NR : Nous sommes aujourd’hui à vingt deux pour cent de financement comparativement à d’autres pays ; je dirais qu’on est mieux que d’autres et çà c’est grâce à tout le travail de plaidoyer qui a été fait. Je vous remercie de cette opportunité et profite de votre micro pour renouveler l’appel à tous les donateurs, à tous les partenaires de continuer à financer l’assistance humanitaire mais de travailler aussi avec les acteurs de relèvement pour qu’on puisse finalement surmonter la situation. Les besoins humanitaires ne se termineront pas si les projets de relèvement ne commencent de manière exponentielle.
RJDH : A Genève à la fin du mois de Mai 2018, vous avez fait un plaidoyer pour plus de soutien à la Centrafrique qui continue de vivre dans une crise humanitaire de grande envergure. Y’a t elle une suite à votre plaidoyer?
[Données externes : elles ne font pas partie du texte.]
PR #1455, opened 2020-07-12
Add support for installing GraalVM

eregon:
* Supports using other GraalVM languages such as JavaScript, Python, R and Java.
* Supports running TruffleRuby on JVM and not only Native (see https://github.com/oracle/truffleruby#truffleruby-runtime-configurations).

@hsbt Can you review?

I tested it locally on Linux (all seems fine) and verified URLs generated by the script are correct.


hsbt:
Does this definition provide the truffleruby with JVM environment? I know that graalvm provides the several language. But they are out of scope of `ruby-build`.

Can we rename `graalvm` to `truffleruby-graalvm` ?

NR : oui si nous sommes passés de 8 à 22% cela signifie qu’il y’a une continuité dans les financements. Mais ce qui est important de souligner avec l’appui des bailleurs est qu’il ne faut pas se focaliser exclusivement sur les besoins financiers mais surtout expliquer ce que nous avons fait avec les financements reçus l’année dernière. Vous savez qu’en 2017 nous avons reçu un plan de réponse financé à 50% et il a fallu rendre compte à nos bailleurs.